I figured this out, (finally!) but changing my driver, start to finish, took around 7 hours. Here's what happened, and what I did:

- Ubuntu installs with the open source driver. Fine. I couldn't set the correct resolution for my second display, and so I figured switching to the proprietary would help.
- I went into 'Software & Updates' and tried switching. When I hit apply, it thought for a second and then reverted. Some internal error.
- The driver I was trying to install was located in the package 'fglrx', so I used apt-get and tried to install it. It couldn't because there were dependencies it couldn't install.
- I tried installing the dependencies manually. No dice. The errors there were nasty (I don't remember them, but I didn't think I could fix them) so I gave up on apt-get.
- I tried installing the original package again with aptitude. It had a planned solution of removing the package ubuntu-desktop, so that wasn't going to cut it either.
- Then I went and downloaded the driver (catalyst) directly from the website, unzipped it, and ran the shell executable that came with it. After a while, it spit out the install directory and 4 .debs.
- I tried to dpkg the debs, which failed. Reading the -i output, 'fglrx-core' was failing due to conflicting with current packages, and everything else failed when 'fglrx-core' was gone.
- I opened the 'fglrx-core' deb in the Software Center. It was conflicting with 'ocl-icd-libopencl1'.
- I didn't really want to delete 'ocl-icd-libopencl1' since it was part of the current driver, which was mostly working, but it looked like if what I did didn't work I could apt-get it back, so I went ahead and blasted it.

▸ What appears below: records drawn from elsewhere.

PR #2289, opened 2017-04-27
editor: affilition suggester

harunurhan:
* Adds a suggester for instititution which suggestet based on
institution names and institution_acronym and returns results with
payload that is populated with necessary fields for UI.

@jmartinm  please check if the output and input make sense for the case. And I am assuming `institution_acronym` is present all the time, is it OK?

### DIFF
--- a/inspirehep/modules/records/mappings/records/institutions.json
+++ b/inspirehep/modules/records/mappings/records/institutions.json
@@ -58,9 +58,7 @@
                     "type": "string"
                 },
                 "affiliation_suggest": {
-                    "analyzer": "simple",
                     "payloads": true,
-                    "search_analyzer": "simple",
                     "type": "completion"
                 },
                 "control_number": {
--- a/inspirehep/modules/records/mappings/records/institutions.json
+++ b/inspirehep/modules/records/mappings/records/institutions.json
@@ -57,6 +57,12 @@
                 "affautocomplete": {
                     "type": "string"
                 },
+                "affiliation_suggest": {
+                    "analyzer": "simple",
+                    "payloads": true,
+                    "search_analyzer": "simple",
+                    "type": "completion"
+                },
                 "control_number": {
                     "type": "integer"
                 },
--- a/inspirehep/modules/records/receivers.py
+++ b/inspirehep/modules/records/receivers.py
@@ -67,6 +67,7 @@ def enhance_record(sender, json, *args, **kwargs):
     add_recids_and_validate(sender, json, *args, **kwargs)
     populate_experiment_suggest(sender, json, *args, **kwargs)
     populate_abstract_source_suggest(sender, json, *args, **kwargs)
+    populate_affiliation_suggest(sender, json, *args, **kwargs)
     after_record_enhanced.send(json)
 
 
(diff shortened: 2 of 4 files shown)


jmartinm:
The field that should end up in the form input is `legacy_ICN`.

For input put all the ones that have `"copy_to": "affautocomplete"` https://github.com/inspirehep/inspire-next/blob/master/inspirehep/modules/records/mappings/records/institutions.json#L14 plus all the fields in the address (https://github.com/inspirehep/inspire-next/blob/master/inspirehep/modules/records/mappings/records/institutions.json#L31)

harunurhan:
@jmartinm  I think now it's good.

inspirehep/modules/records/mappings/records/institutions.json
```diff
@@ -57,6 +57,12 @@
                 "affautocomplete": {
                     "type": "string"
                 },
+                "affiliation_suggest": {
+                    "analyzer": "simple",
```
jacquerie: This is like this by default, there's no need to specify it explicitly.

inspirehep/modules/records/mappings/records/institutions.json
```diff
@@ -57,6 +57,12 @@
...
+                    "payloads": true,
+                    "search_analyzer": "simple",
```
jacquerie: Same as above.

tests/unit/records/test_records_receivers.py
```diff
@@ -541,7 +542,8 @@ def test_populate_experiment_suggest_populates_if_record_is_experiment():
     assert json_dict['experiment_suggest']['input'] == \
         ['foo', 'bar', 'foo_var', 'bar_var']
     assert json_dict['experiment_suggest']['output'] == 'foo'
-    assert json_dict['experiment_suggest']['payload']['$ref'] == 'http://foo/$ref'
+    assert json_dict['experiment_suggest'][
+        'payload']['$ref'] == 'http://foo/$ref'
```
jacquerie: Unrelated.

tests/unit/records/test_records_receivers.py
```diff
@@ -36,6 +36,7 @@
     references_validator,
     populate_experiment_suggest,
     populate_abstract_source_suggest,
+    populate_affiliation_suggest
```
jacquerie: Nit: missing comma.

tests/unit/records/test_records_receivers.py
```diff
@@ -598,3 +600,111 @@ def test_populate_abstract_source_suggest_does_nothing_if_record_is_not_hep():
         {'source': 'foo'},
         {'source': 'bar'},
     ]
+
+
+def test_populate_affiliation_suggest():
```
jacquerie: This test is **really** hard to follow. I will split it in several, each dealing with a different field. This is not just for readability: I will also add tests to ensure that the schema is what is asserted by the code, because the `institutions` schema is going to change soon, so it would be nice to have good errors on this.

inspirehep/modules/records/receivers.py
```diff
@@ -267,6 +268,55 @@ def populate_abstract_source_suggest(sender, json, *args, **kwargs):
...
+            'affiliation_suggest': {
+                'input': inputs,
+                'output': legacy_ICN,
+                'payload': {
+                    'institution': institution,
+                    'institution_acronym': institution_acronym,
+                    'ICN': ICN,
+                    'legacy_ICN': legacy_ICN,
+                    'department': json.get('department'),
+                    '$ref': get_value(json, 'self.$ref')
```
jacquerie: Nit: missing comma.

tests/unit/records/test_records_receivers.py
```diff
@@ -598,3 +600,111 @@ def test_populate_abstract_source_suggest_does_nothing_if_record_is_not_hep():
...
+                '$ref': 'http://foo/bar',
+            },
+        }
+    }
+
+
+def test_populate_affiliation_suggest_does_nothing_if_record_is_not_institution():
+    json_dict = {
+        '$schema': 'http://localhost:5000/schemas/records/other.json',
+        'other': 'foo'
```
jacquerie: We don't even need this key, no?

harunurhan: not really no.

tests/unit/records/test_records_receivers.py
harunurhan: do we have formatting script or something? to run before because usually when this always happen to me when I format with my text editor.

tests/unit/records/test_records_receivers.py
harunurhan: I totally agree with splitting 👍  it wasn't even easy to write and change it for me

- Retried dpkg with the debs. It worked!
- I ran 'sudo aticonfig --inital' to repopulate the X config file (which does automatically create a backup, so you don't actually have to do it manually)
- Restart. Scariest part, since who knows if either my original or new driver will work.
- Ran 'fglrxinfo' and got back a message that made sense. Checking back in 'Software & Updates' it said I was using the driver I wanted to be using.